Mike Trout has had enough experience and success against Felix Hernandez to know how to get the better of the Seattle ace, who has been one of baseball’s best pitchers for a decade.
“He throws all of his pitches for strikes at any time and in any count,” the Angels center fielder said. “You have to get a pitch to hit and hit it. If you miss your pitch, he puts you in a hole.”
Trout got just such a pitch in the sixth inning Saturday night, an 89-mph fastball that Hernandez left up and over the middle. Trout did not miss it, crushing a two-run homer that traveled 435 feet to center field to push the Angels toward a 4-2 victory over the Mariners.
Trout’s homer improved his career average against Hernandez to .368 (25 for 68) with five homers and 15 runs batted in and made a winner of Hector Santiago, who gave up two runs and four hits in six innings, striking out seven and walking two.

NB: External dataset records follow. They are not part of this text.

Issue #28405, opened 2026-02-20
Migrate all connectors that use DecimalModule to map to NUMBER


findepi:
- requires https://github.com/trinodb/trino/pull/28141
- requires https://github.com/trinodb/trino/issues/28392
- requires https://github.com/trinodb/trino/issues/28401

findepi:
work already done
 
- https://github.com/trinodb/trino/pull/28141
- https://github.com/trinodb/trino/issues/28392
- https://github.com/trinodb/trino/issues/28401
- https://github.com/trinodb/trino/pull/28744
- https://github.com/trinodb/trino/pull/28784

remaining connectors

- ClickHouse
- Redshift (it probably uses DecimalModule unnecessarily, according to docs, Redshift has only DECIMAL type that  directly maps to Trino's)
- Ignite

ningsh7:
Hi @findepi,

I noticed that the Ignite connector has not been migrated yet, and I would like to work on this part.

But Rafael Ortega opened the bottom of the sixth with a single to left, and Trout, his right foot still sore from the foul ball he hit off it in the fourth, followed with his game-turning blast.
“Mike has had success off a lot of pitchers,” Manager Mike Scioscia said, “but to have success off of someone in Felix’s class says a lot about a player.”

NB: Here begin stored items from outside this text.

PR #20555, opened 2024-02-02
Add support for creating and dropping tables using Iceberg object store

jakelong95:
## Description

Currently, Trino is only able to write to and read from tables that use Iceberg's `ObjectStorageLocationProvider`, but is unable to create or drop tables using the location provider. 

This PR enables Trino to create tables using Iceberg's object storage by adding the following properties:
*  `iceberg.object-store.enabled` - Corresponds with Spark's `write.object-storage.enabled`, which enables use of Iceberg's ObjectStorageLocationProvider
*  `iceberg.data-location` - Corresponds to Spark's `write.data.path`, which sets where Iceberg data files will be written

Enabling the object store property and setting the data path will cause Iceberg to provide data file locations prefixed by  a deterministic hash generated from the file name in the location specified by `write.data.path`, which will help reduce throttling from cloud storage systems like S3 by evenly distributing files across multiple prefixes. [Iceberg's own documentation on this feature](https://iceberg.apache.org/docs/latest/aws/#object-store-file-layout) has more information.

For example, without the object store enabled you would get the following locations for data files, all under the same prefix `iceberg-tables/myschema/mytable/data`:
* `s3://mybucket/iceberg-tables/myschema/mytable/data/file1.parquet`
* `s3://mybucket/iceberg-tables/myschema/mytable/data/file2.parquet`
* `s3://mybucket/iceberg-tables/myschema/mytable/data/file3.parquet`

But, if you enable the object store and set the data path to  is set to `s3://mybucket/datafiles`, you would get the following locations, each in their own prefix:
* `s3://mybucket/datafiles/<file1 hash>/myschema/mytable/file1.parquet`
* `s3://mybucket/datafiles/<file2 hash>/myschema/mytable/file2.parquet`
* `s3://mybucket/datafiles/<file3 hash>/myschema/mytable/file3.parquet`

## Additional context and related issues

This PR maintains compatibility with Spark by using the table properties `write.object-storage.enabled` and `write.data.path`, which had previously been set up to allow Trino to write to Iceberg tables using the `ObjectStorageLocationProvider` in https://github.com/trinodb/trino/pull/8573

Fixes #8861

## Release notes

(x) Release notes are required, with the following suggested text:

```markdown
# Iceberg
* Add support for [object store file layout](https://iceberg.apache.org/docs/latest/aws/#object-store-file-layout). ({issue}`8861`)
```

PR #28887, opened 2026-03-26
Allow data_location without object store layout in Iceberg

Nazarii:
## Description
Previously, setting the `data_location` table property required `object_store_layout_enabled` to be `true`, otherwise Trino would reject the query with an error.

Remove this restriction so users can specify a custom data file location independently of the object store layout. The underlying Iceberg write.data.path property works without object store layout enabled, so the validation was unnecessarily limiting.

Previously, when using the Iceberg object store layout, it was not possible to specify an exact
location for data files — the layout adds a random prefix directory to file paths, making the
final location unpredictable.

The only workaround was to create the table in Spark with explicit data and metadata folder
locations, and then register it in Trino using `register_table`. This required an unnecessary
Spark dependency just for table creation.

With this change, data_location can be set independently of `object_store_layout_enabled`,
allowing tables to be created directly from Trino with a predictable data file location —
removing the need for the Spark workaround entirely.

## Release notes

```markdown
## Iceberg
* Allow configuring `data_location` table property without enabling `object_store_layout_enabled`. ({issue}`28887`)
```

### DIFF
--- a/plugin/trino-iceberg/src/test/java/io/trino/plugin/iceberg/BaseIcebergConnectorTest.java
+++ b/plugin/trino-iceberg/src/test/java/io/trino/plugin/iceberg/BaseIcebergConnectorTest.java
@@ -9838,11 +9838,16 @@ public abstract class BaseIcebergConnectorTest
     }
 
     @Test
-    public void testCreateTableWithDataLocationButObjectStoreLayoutDisabled()
+    public void testCreateTableWithDataLocationWithoutObjectStoreLayout()
     {
-        assertQueryFails(
-                "CREATE TABLE test_data_location WITH (data_location = 'local:///data-location/xyz') AS SELECT 1 AS val",
-                "Data location can only be set when object store layout is enabled");
+        String tableName = "test_data_location_no_object_store" + randomNameSuffix();
+        assertUpdate("CREATE TABLE " + tableName + " WITH (data_location = 'local:///data-location/xyz') AS SELECT 1 AS val", 1);
+
+        assertQuery("SELECT * FROM " + tableName, "VALUES 1");
+        String filePath = (String) computeScalar("SELECT file_path FROM \"" + tableName + "$files\"");
+        assertThat(filePath).startsWith("local:///data-location/xyz/");
+
+        assertUpdate("DROP TABLE " + tableName);
     }
 
     @Test
--- a/plugin/trino-iceberg/src/main/java/io/trino/plugin/iceberg/IcebergMetadata.java
+++ b/plugin/trino-iceberg/src/main/java/io/trino/plugin/iceberg/IcebergMetadata.java
@@ -2576,12 +2576,6 @@ public class IcebergMetadata
         if (properties.containsKey(DATA_LOCATION_PROPERTY)) {
             String dataLocation = (String) properties.get(DATA_LOCATION_PROPERTY)
                     .orElseThrow(() -> new IllegalArgumentException("The data_location property cannot be empty"));
-            boolean objectStoreEnabled = (boolean) properties.getOrDefault(
-                    OBJECT_STORE_LAYOUT_ENABLED_PROPERTY,
-                    Optional.of(Boolean.parseBoolean(icebergTable.properties().get(OBJECT_STORE_ENABLED)))).orElseThrow();
-            if (!objectStoreEnabled) {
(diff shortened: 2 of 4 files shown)


docs/src/main/sphinx/connector/iceberg.md
```diff
@@ -1105,7 +1105,8 @@ connector using a {doc}`WITH </sql/create-table-as>` clause.
   - Whether Iceberg's [object store file layout](https://iceberg.apache.org/docs/latest/aws/#object-store-file-layout) is enabled. 
     Defaults to `false`. 
 * - `data_location`
-  - Optionally specifies the file system location URI for the table's data files
+  - Optionally specifies the file system location URI for the table's data files.
+    Can be set independently of `object_store_layout_enabled`.
```
ebyhr: > Can be set independently of `object_store_layout_enabled`.

I don't think this comment is helpful for new readers. Remove.

ebyhr (commented):
Could you fix CI failures?

chenjian2664:
I came from https://github.com/trinodb/trino/pull/20555#issue-2115494156, has the situation changed? The throttling risk still exists, right?

Nazarii:
> Could you fix CI failures?

@ebyhr no, because the CI uses old versions of tests with old logic that I modified in the current PR.

Nazarii:
> I came from [#20555 (comment)](https://github.com/trinodb/trino/pull/20555#issue-2115494156), has the situation changed? The throttling risk still exists, right?

The throttling risk still exists when using `data_location` without `object_store_layout_enabled`, but this is no different from any standard Iceberg table that doesn't use `object store layout` — the risk is tied to `object_store_layout_enabled`, not to `data_location`. Users who need throttling protection should still set
  both properties together. This change simply removes the restriction that forced users to enable object store layout just to specify a custom data path.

Trout also made the defensive play of the game in the seventh, fielding Adam Lind’s liner off the wall and firing a one-hop throw to second baseman Cliff Pennington, who made the scoop and tag for the second out.
“That throw,” Scioscia said, “is as good as it’s going to get.”
Trout’s arm has improved since his rookie season in 2012 thanks to daily long-toss sessions with right fielder Kole Calhoun, but the play also required timing and precision.
“I told myself, it’s hit so hard, I have a chance to throw him out at second,” Trout said. “I got it off the wall, got a good grip and just fired it.”
Trout had some web-gem competition from shortstop Andrelton Simmons, who saved a run in the first when, with a runner on third, he raced into shallow left and made an over-the-shoulder catch of Cruz’s flare to end the inning.
With the Angels leading, 3-2, speedy Seattle leadoff man Nori Aoki led off the eighth with a grounder to the hole. Simmons backhanded the ball and, in what seemed like one motion, transferred it to his right hand and made a strong throw to first.
“It literally looked like the ball never touched his glove, and he’s throwing it to first,” Santiago said. “Unbelievable.”
Simmons said he messes “around with that play in practice just in case, and today, the in-case came. Normally, it doesn’t come out that good.”
The play helped Joe Smith, who went on to hit two batters with two outs in the eighth, avoid damage. The Angels, who scored their first run on Pennington’s homer in the third, added a run in the eighth when Ortega singled, took second on an error and scored on Calhoun’s two-out single to left for a 4-2 lead.